Community leaders harbor few hopes that the Trump administration has moved on from Springfield. On a recent Truth Social post, the president wrote, “They have stolen American jobs, consumed billions of dollars in free welfare, and turned once idyllic communities, like Springfield, Ohio, into Third World nightmares.”
“When he keeps saying things like that, it makes me fear he could seek to make an example of us,” says Ruby. “The president has spent a great deal of energy seeking to enhance his reputation as a peacemaker. There’s a wonderful opportunity for him to demonstrate his commitment to peace by changing the rhetoric on immigration and coming up with a policy that welcomes immigrants and protects the border, focusing on people who have committed violent crimes.”

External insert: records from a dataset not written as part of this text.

PR #662, opened 2020-08-11
Add filestore column

Shadoom7:
This patch add a `experiment_filestore_name` column in the `models.Experiment`.


lszekeres:
> This patch add a `experiment_filestore_name` column in the `models.Experiment`.

Why not the store the full path to the experiment's output directory? More explicit data is usually better because it's more clear what it is and why it is there, and also we wouldn't need to construct the full path in the code.

database/alembic/versions/c83ac04855b4_add_filestore_name.py
```diff
@@ -0,0 +1,28 @@
...
+# revision identifiers, used by Alembic.
+revision = 'c83ac04855b4'
+down_revision = '77022369cea4'
+branch_labels = None
+depends_on = None
+
+
+def upgrade():
+    # ### commands auto generated by Alembic - please adjust! ###
+    op.add_column('experiment', sa.Column('experiment_filestore_name', sa.String(), nullable=False))
```
inferno-chromium, line 21: indent this file.

experiment/dispatcher.py
```diff
@@ -61,10 +61,12 @@ def _initialize_experiment_in_db(experiment_config: dict):
...
-        db_utils.get_or_create(models.Experiment,
-                               name=experiment_config['experiment'],
-                               git_hash=experiment_config['git_hash'],
-                               private=experiment_config.get('private', True))
+        db_utils.get_or_create(
+            models.Experiment,
+            name=experiment_config['experiment'],
+            git_hash=experiment_config['git_hash'],
+            private=experiment_config.get('private', True),
+            experiment_filestore_name=experiment_config['experiment_filestore'])
```
inferno-chromium, line 69: experiment_ is not needed, why not just simple "filestore"

database/alembic/versions/c83ac04855b4_add_filestore_name.py
inferno-chromium: You also need to alter current rows to have some values, otherwise this fails.

experiment/dispatcher.py
jonathanmetzman: Let's keep experiment_filestore since this is the same name as the config param. I think having multiple names is confusing.

Shadoom7:
Thank you all for the suggestions! @lszekeres @inferno-chromium @jonathanmetzman 
I still got a few questions though.
1. Should I store `gs://fuzzbench-data/[EXPERIMENT NAME]` or just `gs://fuzzbench-data`?
2. If I set it to `nullable=False` as @jonathanmetzman suggested, should I still update the current row?

inferno-chromium:
> Thank you all for the suggestions! @lszekeres @inferno-chromium @jonathanmetzman
> I still got a few questions though.
> 
> 1. Should I store `gs://fuzzbench-data/[EXPERIMENT NAME]` or just `gs://fuzzbench-data`?

Just gs://fuzzbench-data
experiment name is already available in other field.

> 2. If I set it to `nullable=True` as @jonathanmetzman suggested, should I still update the current row?

you probably need it to update current rows to have some value in that upgrade() function

> 3. If I need to update the current row, how should I get the correct filestore name (to check if it is `fuzzbench` experiment or a `fuzzbench-test` one)? Is it possible?

just update it to fuzzbench. add a comment that change it to project id.

jonathanmetzman:
> Thank you all for the suggestions! @lszekeres @inferno-chromium @jonathanmetzman
> I still got a few questions though.
> 
> 1. Should I store `gs://fuzzbench-data/[EXPERIMENT NAME]` or just `gs://fuzzbench-data`?

Heh, based on laszlo's comment (which I agree with) that it's better to store the full path rather than construct, `gs://fuzzbench-data/[EXPERIMENT NAME]` is better. But then the column doesn't match what `experiment_filestore` means elsewhere. I think we call `gs://fuzzbench-data` the `experiment filestore` while `gs://fuzzbench-data/[EXPERIMENT NAME]` is the `experiment_filestore_path`. I would just store `gs://fuzzbench-data/[EXPERIMENT NAME]` and name the column `experiment_filestore_path`. I'll probably refactor things later so that the distinction is clearer

> 2. If I set it to `nullable=True` as @jonathanmetzman suggested, should I still update the current row?

When we did the git_hash addition we faced a similar issue. We were adding a field that we could not add to old entities in the DB so we left it as `nullable=True`. I think this is probably the best solution but I really don't know what the right practice is here (maybe we should do some research)? It probably doesn't matter either way. The alternative is to put an empty string or some similar value for old entities that don't have this.

> 3. If I need to update the current row, how should I get the correct filestore name (to check if it is `fuzzbench` experiment or a `fuzzbench-test` one)? Is it possible?

Right I think this would be impossible to do correctly in a generic migration script. The problem is even worse when you consider that there are open source users that the script should work for. They are using filestores that aren't my-fuzzbench-data or fuzzbench-data.

jonathanmetzman:
Sorry I didn't see this comment before I added mine.

> > 1. Should I store `gs://fuzzbench-data/[EXPERIMENT NAME]` or just `gs://fuzzbench-data`?
> 
> Just gs://fuzzbench-data
> experiment name is already available in other field.

This is correct as well. Although I had a different opinion. I say just do what abhishek says here since doing something fast is more important than bikeshedding.

Shadoom7:
Have updated the db for `fuzzbench`.

PR #666, opened 2020-08-12
Integration of the matio project

Vaush:
Integrating the OSSFuzz benchmark for the project "matio", with the fuzz target "matio_fuzzer", dated 2019-09-04 03:05.


benchmarks/matio_matio_fuzzer_201909040305/Dockerfile
```diff
@@ -0,0 +1,23 @@
+# Copyright 2019 Google Inc.
```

Ruby devotes the majority of his time as pastor working with Haitian immigrants, a priority supported by the board of elders because it fits the mission of Central Christian Church. “It is all-consuming,” he says. “I have so much to do I don’t have time to be depressed. It helps me not to despair when I have the chance to do something to change the tide so that Haitians are embraced and kept in Springfield.”
Trump campaigned on a promise to deport “the worst of the worst,” but that isn’t what Edgington sees when she looks around her hometown. “I wish people could see how [Haitian parents are] so attentive to their kids,” she says. “They go places together as a family more than we do as Americans.”
After a recent service, Magdala greets visitors with an irrepressible smile and a warmth usually reserved for childhood friends. Longtime church members greet her as one of their own, and the message is clear: She belongs to the kind of family everyone would want for a neighbor, a friend, and members of their congregation.
Magdala is too preoccupied with the day-to-day tasks of raising children to worry much about the future. “It’s so much safer here than in Haiti,” she says. “I am leaving it up to God.”
She is sustained by her deep Christian faith, and she hopes the American people will come to understand one simple truth: “The Haitian people may have a different culture and speak a different language, but we are the same people in God’s eyes.”